Knitters should never let good yarn be doomed to be a part of bad knitting.
This used to be a commercially knit sweater from, I think, The Limited. When it came into my life on Wednesday it was still almost as it had been when someone purchased it from the store. It was stuffed up in a closet at work, all sad and lonely and wishing for a better life. I heard it wimpering, up on a shelf, stuffed back behind a box full of various things.
Help me.....help me.....oh help me. I am wool. You LIKE wool. Release me from my prison.
I didn't mention to the others in the office that I was hearing voices in the closet. They already think I am just a bit "different" because I knit my own socks and sweaters. I play with wool so I don't go postal. They should be happy about this.
I finally gave in to the voices and dug around on the shelves until I pulled out this heavy gray sweater, long, with a shawl collar and a belt. Egads, I thought I had been thrown back into the 1970's! I had a sweater just like this when I was in high school. This style sweater didn't look all that great on me then and I didn't even try this one on, knowing what my body shape is. No need to shoot my ever fragile self worth in the foot.
It wasn't until I saw the already unraveling seam under the collar that I realized what I must do. At first I thought that I would just fix the unraveling stitches, "knit them up" with a crochet hook and fix that small imperfection so that the sweater would be whole again. Ugly, but whole. It would be an easy fix. I took a bit of a closer look at the sweater just to get a better idea of it's construction. And then it struck me.
Fix it? NO! I will liberate the wool from it's ugly sweater prison. It wants to be something else.
It was frightfully easy.
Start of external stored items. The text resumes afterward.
Issue #1229, opened 2024-07-24
Add a `@useSystemTextJsonConverter` decorator for csharp only


live1206:
### Clear and concise description of the problem

In https://github.com/Azure/autorest.csharp/issues/3469, we need to flag if a model needs specific handling of JSON converter.
So that, we would like to add a csharp only decorator `@hasJSONConverter` in TCGC, but with in a different namespace `Azure.ClientGenerator.Core.CSharp`

### Checklist

- [X] Follow our [Code of Conduct](https://github.com/azure/typespec-azure/blob/main/CODE_OF_CONDUCT.md)
- [X] Check that this issue is about the Azure libraries for typespec. For feature request in the typespec language or core libraries file it in the [TypeSpec repo](https://github.com/Microsoft/TypeSpec/issues/new/choose)
- [X] Read the [docs](https://azure.github.io/typespec-azure/).
- [X] Check that there isn't already an issue that request the same feature to avoid creating a duplicate.

PR #1230, opened 2024-07-24
Add `@useSystemTextJsonConverter` decorator for csharp

live1206:
https://github.com/Azure/typespec-azure/issues/1229


packages/typespec-client-generator-core/lib/decorators.tsp
```diff
@@ -419,3 +419,19 @@ extern dec access(
  */
 #deprecated "@flattenProperty decorator is not recommended to use."
 extern dec flattenProperty(target: ModelProperty, scope?: valueof string);
+
+namespace Azure.ClientGenerator.Core.CSharp {
```
timotheeguerin, line 423: This should just be CSharp here otherwise you redefine the entire structure again

timotheeguerin: I.e the current namespace here is 
Azure.ClientGenerator.Core.Azure.ClientGenerator.Core.CSharp

packages/typespec-client-generator-core/lib/decorators.tsp
```diff
@@ -419,3 +419,19 @@ extern dec access(
...
+   *
+   * @example
+   * ```typespec
+   * @hasJSONConverter
+   * model MyModel {
+   *   prop: string;
+   * }
+   * ```
+   */
+  extern dec hasJSONConverter(target: Model, scope?: "csharp");
```
timotheeguerin, line 436: I think `@hasJsonConverter` would be more correct with the naming standards we follow

packages/typespec-client-generator-core/test/types/general-decorators-list.test.ts
```diff
@@ -327,4 +327,29 @@ describe("typespec-client-generator-core: general decorators list", () => {
       ]);
     });
   });
+
+  describe("csharp only decorator", () => {
```
timotheeguerin, line 331: Is it on purpose that there is no actual accessor at all?

packages/typespec-client-generator-core/lib/decorators.tsp
timotheeguerin: i have actually no idea how it is working right now

live1206: I think we should have the complete namespace in the TypeSpec.
The existing definition of decorators in Azure.Core:
https://github.com/Azure/typespec-azure/blob/b8c96e8ce51b517421c424348b1d9d55d4465961/packages/typespec-azure-core/lib/decorators.tsp#L3
and 
https://github.com/Azure/typespec-azure/blob/b8c96e8ce51b517421c424348b1d9d55d4465961/packages/typespec-azure-core/lib/decorators.tsp#L139

And when we set the namespace for the implementation, it's like you suggested we should not only set the sub-namespace, like 
https://github.com/Azure/typespec-azure/blob/b8c96e8ce51b517421c424348b1d9d55d4465961/packages/typespec-azure-core/src/decorators.ts#L1524
I did the same thing in this PR.

timotheeguerin: The example you link use block namespace not file namespace. What you have is a bug see this pr https://github.com/microsoft/typespec/pull/4050

I recommend you move it to another file if you feel like putting the whole namespace.

packages/typespec-client-generator-core/lib/decorators.tsp
live1206: OK, renamed.

packages/typespec-client-generator-core/test/types/general-decorators-list.test.ts
live1206: Not quite follow here, what do you mean by "no actual accessor"?

timotheeguerin: There is no api to get the data apart from the generic decorator collector

live1206: Right. the only usage  I can see is to flow into generic decorator list as a flag for the generator.

packages/typespec-client-generator-core/lib/decorators.tsp
live1206: I see your point now.
I would prefer to keep it nested, and update it after your fix merged.

live1206: updated

packages/typespec-client-generator-core/src/decorators.ts
```diff
@@ -1056,3 +1057,14 @@ export function getClientNameOverride(
 ): string | undefined {
   return getScopedDecoratorData(context, clientNameKey, entity, languageScope);
 }
+
+const hasJsonConverterKey = createStateSymbol("hasJsonConverterKey");
+export const $hasJsonConverter: DecoratorFunction = (
+  context: DecoratorContext,
+  entity: Model,
+  scope?: LanguageScopes
```
timotheeguerin, line 1065: Does it make sense to have scopes here?

packages/typespec-client-generator-core/src/decorators.ts
```diff
@@ -1056,3 +1057,14 @@ export function getClientNameOverride(
...
+) => {
+  setScopedDecoratorData(context, $hasJsonConverter, hasJsonConverterKey, entity, true, scope);
```
timotheeguerin, line 1067: Do you even need to set the data then if you are never gonna read it

packages/typespec-client-generator-core/src/decorators.ts
live1206: not needed

packages/typespec-client-generator-core/src/decorators.ts
live1206: you are right, it can just be empty

timotheeguerin (approved):

live1206:
Given the timeline: https://github.com/Azure/autorest.csharp/issues/3469#issuecomment-2243538254, we would like to get this out in the next release.

packages/typespec-client-generator-core/src/decorators.ts
```diff
@@ -1056,3 +1057,10 @@ export function getClientNameOverride(
 ): string | undefined {
   return getScopedDecoratorData(context, clientNameKey, entity, languageScope);
 }
+
+export const $hasJsonConverter: DecoratorFunction = (
```
m-nash, line 1061: should take language scope and default the value to csharp.  this way in the off chance some other language wants to use it they can by simply changing the scope in tsp.

packages/typespec-client-generator-core/test/types/general-decorators-list.test.ts
m-nash, line 331: add test cases to verify that if you don't pass in scope param it doesn't get applied to java but does get applied to csharp.  Also add test case that verifies the opposite that if you override scope to java it applies to java but not csharp.

packages/typespec-client-generator-core/src/decorators.ts
timotheeguerin: Decorator is in the csharp namespace so this feels confusing to offer as an option and would be even more confusing if passing an other emitter was becoming a thing

live1206: Based on the usage of this decorator, it just flows to the generic decorator list, the scope parameter here actually can't control if this shows up in the generic decorator list.
If we take a look at the implementation of generic decorators [here](https://github.com/Azure/typespec-azure/blob/45eab1e41e71cf4156a6675c97192b637859a649/packages/typespec-client-generator-core/src/internal-utils.ts#L275C17-L308), it takes `decorators` from the type and there is no way to filter decorators based on the scope since scope is a possible parameter of the decorator, and it is stored in the statemap [here ](https://github.com/Azure/typespec-azure/blob/45eab1e41e71cf4156a6675c97192b637859a649/packages/typespec-client-generator-core/src/decorators.ts#L123-L124).

So, if a user defines a decorator, it will flow into the generic decorator list no matter if scope is defined.
The specific language emitter will decide if they will ignore this decorator or not. 
Therefore, I don't think we need scope as parameter for this case.

iscai-msft (approved):

packages/typespec-client-generator-core/src/decorators.ts
live1206: > This will be problematic. We definitely should not put decorators in the decorator list that were not scoped for the current emitter. This should get fixed for sure, if this is the way it works already can you open a follow up issue and link it here?

@m-nash https://github.com/Azure/typespec-azure/issues/1295 for a follow-up fix.

live1206: > If we want to rethink this design we need to make sure we have a way to start to use the decorator for another language in the future? Can we safely move a decorator to a new namespace? Do we leave it in the current namespace for back compat but simply add the option scope param at that point? Do we think that this out weighs the simplicity of having all decorators in tcgc be consistent?

@m-nash 
Can we put this decorator still in the tcgc root namespace and add a default scope of `csharp` for it?
So that, when the scope of generic decorator list is fixed, this will apply and the other languages will be able to reuse it if needed.

m-nash: I think it would be confusing to have to memorize which decorators in root have which default scopes.  The idea here is that if its in the csharp sub namespace it has default csharp scope.  This is simple to remember.

live1206: Try to summarize the options we have:
- define decorator in sub-namespace with a scope parameter
   Con: As @timotheeguerin pointed out it is confusing that we allow other languages could use this decorator.
- define decorator in sub-namespace, if other languages want to use this decorator, we add it to another sub-namespace. I just realized this is not possible, because we can't set multiple namespace for the decorator in the implementation.
-  define decorator in root namespace with scope default to `csharp` 
   Con: As @m-nash pointed out it is confusing for user to memorize which decorators are default to which scope.
- define decorator in sub-namespace, if other languages want to reuse it we put it to the root namespace with scope parameter. 
  Con: This would be a breaking change for the decorator. 
  Pro: We have a clear boundary for the decorators, we can just filter out the generic decorator lists based on the sub-namespace for emitters.

live1206: After discussion, we decide to have it in the root namespace and scope default to all.

.chronus/changes/json-converter-2024-6-24-16-48-41.md
```diff
@@ -0,0 +1,7 @@
+---
+changeKind: feature
+packages:
+  - "@azure-tools/typespec-client-generator-core"
+---
+
+Add `@hasJsonConverter` for csharp only to indicate if JSON converter is needed
```
m-nash, line 7: lets rename to @useSystemTextJsonConverter to make it more explicit what this is used for.

m-nash (approved):

packages/typespec-client-generator-core/test/types/general-decorators-list.test.ts
live1206: Will be covered in https://github.com/Azure/typespec-azure/issues/1295

.chronus/changes/json-converter-2024-6-24-16-48-41.md
live1206: renamed

timotheeguerin: I'll say it feels quite weird having this at the root of Tcgc namespace with this name that is very csharp specific

live1206: I think this is indeed csharp specific only decorator.
@timotheeguerin Are you implying we should keep it within csharp sub-namespace if we ensure it will not be used for other languages?

timotheeguerin: Yeah just feels like this is not super compatible with the new approach of using a shared name and scope

live1206:
merge to august release branch instead in https://github.com/Azure/typespec-azure/pull/1336

.chronus/changes/json-converter-2024-6-24-16-48-41.md
iscai-msft: We have decided that language-specific decorators will go in the main namespace because of grow-up, but they will have to specify the scope, and we have an [issue](https://github.com/Azure/typespec-azure/issues/1334) to have linter warnings if a decorator is applied to emitters that won't do anything with it.

My question with this PR is more: I thought we had decided that there was a use case for Java here too, and that there was going to be a redesign of this decorator (most likely just a rename), that would make it compatible with Java's scenario as well

PR #1237, opened 2024-07-25
[tcgc] release hotfix

tadelesh:
This TCGC hotfix contains two breaking changes:
1. `createSdkContext` changed to async function
- Emitter should use await to get the result
- The impact is limited to API only, no behavior change.
2. Built-in types in TCGC has some refactor which removed some kinds of built-in types
- Refer [this](https://github.com/Azure/typespec-azure/pull/1015) to see how to do migration.
- The impact is limited because if emitter does not care about different kinds of string types, they only need to remove these removed kinds.

This version also has:
1. Support swagger example to be represented in TCGC types, any questions please ping @tadelesh 
2. Support new `@multipartBody` feature from TypeSpec, any questions please ping @msyyc 
3. Fix of `@clientName` on sub-clients, cc: @haolingdong-msft 
4. Fix some features used for XML, cc: @jhendrixMSFT


haolingdong-msft (approved):

lirenhe:
When this PR merged, the regen pipeline of Nightly builds will be impacted by 1-2 days waiting all emitters to apply this change.
cc @timotheeguerin , @lmazuel

timotheeguerin:
Please revert the changes to other packages

timotheeguerin (commented):
This is quite bad that you have to do breaking changes in a patch release and this is affecting the rest of typespec packages. Can this not be done in main

qiaozha (approved):

tadelesh:
> This is quite bad that you have to do breaking changes in a patch release and this is affecting the rest of typespec packages. Can this not be done in main

There are lots of feedback from emitter to not to combine typespec breaking with tcgc breaking which makes emitter's upgrade really hard. So, we decided to do this in release branch.
After the release, I'll do the backmerge to main asap. Is there anything else I do not know that will cause problems?

timotheeguerin (changes requested):
Can you check the effect on the spec repo for those changes first as this is bypassing the typespec-next tests. I also I am not at all a fan of the change that was done to autorest emitter as we did a complete opposite change in main. Why is the `createTcgcContext` async, how much slower is the compilation of autorest right now due to that.

I think you need to start being a little more careful about breaking change when we have a much higher bar for TypeSpec and the autorest emitter is affected by tcgc, you should maybe then prioritize splitting the preprocessor(which you can update whenever you want) from the decorators which should follow the typespec release cycle.

And why is this not done as before just in the main branch but releasing earlier?

packages/typespec-autorest/CHANGELOG.md
```diff
@@ -1,5 +1,12 @@
 # Change Log - @azure-tools/typespec-autorest
 
+## 0.44.1
+
+### Features
+
+- [#1076](https://github.com/Azure/typespec-azure/pull/1076) create tcgc context change to async
```
timotheeguerin, line 7:
```suggestion
- [#1076](https://github.com/Azure/typespec-azure/pull/1076) Respond to TCGC breaking changes
```

packages/typespec-client-generator-core/CHANGELOG.md
```diff
@@ -1,5 +1,24 @@
 # Change Log - @azure-tools/typespec-client-generator-core
 
+## 0.44.2
+
+### Bug Fixes
+
+- [#1231](https://github.com/Azure/typespec-azure/pull/1231) fix the duplicate usageflags values for json and xml
+- [#1203](https://github.com/Azure/typespec-azure/pull/1203) have @clientName work for operation groups as well
```
timotheeguerin, line 8:
```suggestion
- [#1203](https://github.com/Azure/typespec-azure/pull/1203) have `@clientName` work for operation groups as well
```

packages/typespec-client-generator-core/CHANGELOG.md
```diff
@@ -1,5 +1,24 @@
...
+- [#1222](https://github.com/Azure/typespec-azure/pull/1222) Fix `@clientName` conflict validation that operation defined within an interface
```
timotheeguerin, line 9:
```suggestion
- [#1222](https://github.com/Azure/typespec-azure/pull/1222) Validate `@clientName` conflict for operations inside interface
```

.chronus/changes/add-scalar-type-2024-5-14-13-23-7.md
timotheeguerin, line 1: a new Pr was also merged since then so this should be updated to include the new changelog

tadelesh:
> Can you check the effect on the spec repo for those changes first as this is bypassing the typespec-next tests. I also I am not at all a fan of the change that was done to autorest emitter as we did a complete opposite change in main. Why is the `createTcgcContext` async, how much slower is the compilation of autorest right now due to that.
> 
> I think you need to start being a little more careful about breaking change when we have a much higher bar for TypeSpec and the autorest emitter is affected by tcgc, you should maybe then prioritize splitting the preprocessor(which you can update whenever you want) from the decorators which should follow the typespec release cycle.
> 
> And why is this not done as before just in the main branch but releasing earlier?

I also prefer the change to sperate create tcgc context and create sdk context in main. Do you think I could check-pick that from main to release? We do not want this breaking to be in the same release cycle of TypeSpec.

The reason why we change to use release is we want to separate the thing that we want to release along with typesspec release cycle and the thing we want to have on-demand release. And the perfect solution is what you said, split the decorator thing and sdk thing. @iscai-msft we may need to prioritize it.

timotheeguerin:
hhm ok then yeah please cherry pick teh change izzy made first then and update the changelogs to reflect that.
And do test this is not breaking azure rest api spec main branch(you should as well do a Pr there to bump the version after the release)

tadelesh:
> hhm ok then yeah please cherry pick teh change izzy made first then and update the changelogs to reflect that. And do test this is not breaking azure rest api spec main branch(you should as well do a Pr there to bump the version after the release)

what is the best way to validate this release does not have breaking for spec main? i tried the artifact from the ci of this pr locally and compile with one arm lib, all works fine. i don't know if this could work in pr: https://github.com/Azure/azure-rest-api-specs/pull/29965.

timotheeguerin:
You use the artifact from the pr that are changed in the package.json there and then run pwsh ./Eng/scripts/TypespecValidation.ps1 -CheckAll

Or you make a pr with your changes to run the ci(might also need to update the ci script) there is a section in the contributing.md

tadelesh:
> You use the artifact from the pr that are changed in the package.json there and then run pwsh ./Eng/scripts/TypespecValidation.ps1 -CheckAll
> 
> Or you make a pr with your changes to run the ci(might also need to update the ci script) there is a section in the contributing.md

thanks for the guide. the validation passed: https://github.com/Azure/azure-rest-api-specs/pull/29965/checks?check_run_id=27918314359. is there any blocker for the release? i'll do the back-merge and update version for spec repo after the release.

timotheeguerin (approved):
Thanks @tadelesh, I would recommend we look into splitting this package into: 
- `@azure-tools/typespec-client-generator-core`
- `@azure-tools/typespec-client-generator-preprocessor`
- 
To simplify those processes and issues like that in the future

PR #1240, opened 2024-07-25
Backmerge tcgc(0.44.2) and autorest (0.44.1) hotfix

tadelesh:


pnpm-lock.yaml
timotheeguerin, line 1: I don't think supposed to be that many change to that file here, can you try reseting to the main version and running `pnpm install`

tadelesh: i've rerun the `pnpm install` but still many changes. i don't know if it comes from add openapi dep in tcgc. i've compared other files in tcgc and all are good compared with the release branch.

tadelesh: @timotheeguerin could you help to merge this?

timotheeguerin: Did you reset first from the version from main

timotheeguerin: It's something we have to be careful as it likely revert the recent upgrade of dependencies

tadelesh: resolved.

timotheeguerin (approved):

Not all commercially prepared sweaters are good for unravelling and reusing. It totally depends on the seams. I could see that this sweater would most likely deconstruct without too many problems and I was correct.
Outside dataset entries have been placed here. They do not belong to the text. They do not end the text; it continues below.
PR #1244, opened 2024-07-26
cut off the base type calculation when this type is a std type

ArcturusZhang:
In previous version, the base type on `SdkBuiltInType` will give you every details on those std type, you could even see:
```
int32 -> int64 -> integer -> numeric
```

This is completely redundant.
This PR cuts off those redundant base type calculation once we know that the current type is a std type.
Also adds a few new test cases to test those very basic types.

### DIFF
--- a/packages/typespec-client-generator-core/test/types/built-in-types.test.ts
+++ b/packages/typespec-client-generator-core/test/types/built-in-types.test.ts
@@ -3,6 +3,7 @@ import { AzureCoreTestLibrary } from "@azure-tools/typespec-azure-core/testing";
 import { expectDiagnostics } from "@typespec/compiler/testing";
 import { ok, strictEqual } from "assert";
 import { beforeEach, describe, it } from "vitest";
+import { SdkBuiltInType } from "../../src/interfaces.js";
 import { getAllModels } from "../../src/types.js";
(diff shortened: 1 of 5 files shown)


archerzz (approved):

packages/typespec-client-generator-core/test/types/built-in-types.test.ts
```diff
@@ -124,6 +212,7 @@ describe("typespec-client-generator-core: built-in types", () => {
     strictEqual(sdkType.valueType.crossLanguageDefinitionId, "TestService.Base64UrlBytes");
     strictEqual(sdkType.valueType.baseType?.kind, "bytes");
     strictEqual(sdkType.valueType.baseType.encode, "base64");
+    strictEqual(sdkType.valueType.baseType.baseType, undefined);
```
lirenhe, line 215: Can we build one more case that 'baseType.baseType' is not undefined?

tadelesh (approved):

packages/typespec-client-generator-core/test/types/built-in-types.test.ts
ArcturusZhang: we have such cases in other test cases because the base type is not introduced in this PR.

I love it when I am correct.
There wasn't too much waste yarn when all was said and done. It is very hard not to snip some portion of the yarn that you didn't intend to. I ended up with a rather small pile of bits and pieces of wool. It will be donated to Cindie for her wet felting.
I have no idea the yardage of all this yarn but I can tell you that there is DEFINITELY enough to knit another, more pleasing sweater. But that will not happen for a time. I will measure the yardage, skein it up, give it a good soak and then hang it all with weights on it so that some of the "kink" is pulled out of it. And then the skeins will go back into the stash cabinet for a bit to hang with the other yarn. It just needs to chill and be happy for a while on it's wooly vacation.
The wool is happier already. Can't you see it smiling.